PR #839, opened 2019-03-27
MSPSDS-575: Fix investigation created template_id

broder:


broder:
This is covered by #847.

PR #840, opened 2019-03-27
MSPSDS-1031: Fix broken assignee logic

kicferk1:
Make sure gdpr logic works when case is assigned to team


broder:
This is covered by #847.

================================

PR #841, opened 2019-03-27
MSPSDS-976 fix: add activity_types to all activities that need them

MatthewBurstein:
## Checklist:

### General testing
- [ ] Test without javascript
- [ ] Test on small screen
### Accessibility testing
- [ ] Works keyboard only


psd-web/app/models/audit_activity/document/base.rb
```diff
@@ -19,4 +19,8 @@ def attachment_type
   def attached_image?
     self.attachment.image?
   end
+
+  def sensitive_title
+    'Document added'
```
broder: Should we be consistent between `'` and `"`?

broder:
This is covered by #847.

================================

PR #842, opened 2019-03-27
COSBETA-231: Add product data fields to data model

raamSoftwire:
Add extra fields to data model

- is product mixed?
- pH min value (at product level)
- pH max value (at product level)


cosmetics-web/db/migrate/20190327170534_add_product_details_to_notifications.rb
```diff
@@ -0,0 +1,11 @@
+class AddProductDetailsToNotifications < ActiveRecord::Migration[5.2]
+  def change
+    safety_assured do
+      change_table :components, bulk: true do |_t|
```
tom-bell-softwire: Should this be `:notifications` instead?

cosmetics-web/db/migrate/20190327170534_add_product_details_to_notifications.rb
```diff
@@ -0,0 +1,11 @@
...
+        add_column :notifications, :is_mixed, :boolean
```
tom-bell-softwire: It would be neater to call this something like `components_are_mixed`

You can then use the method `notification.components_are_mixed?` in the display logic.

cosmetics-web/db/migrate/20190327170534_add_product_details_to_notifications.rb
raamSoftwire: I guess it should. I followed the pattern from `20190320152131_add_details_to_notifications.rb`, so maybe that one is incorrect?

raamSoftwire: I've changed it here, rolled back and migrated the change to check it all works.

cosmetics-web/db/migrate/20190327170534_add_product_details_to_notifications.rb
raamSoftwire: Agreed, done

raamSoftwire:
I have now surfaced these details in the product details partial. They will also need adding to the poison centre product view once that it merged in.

================================

— Description of the task —
Going back over the entries above, copy word for word every line from the one that has "raamSoftwire: Agreed, done" on through the one that has "I have now surfaced".

— The completed task —
raamSoftwire: Agreed, done

raamSoftwire:
I have now surfaced these details in the product details partial. They will also need adding to the poison centre product view once that it merged in.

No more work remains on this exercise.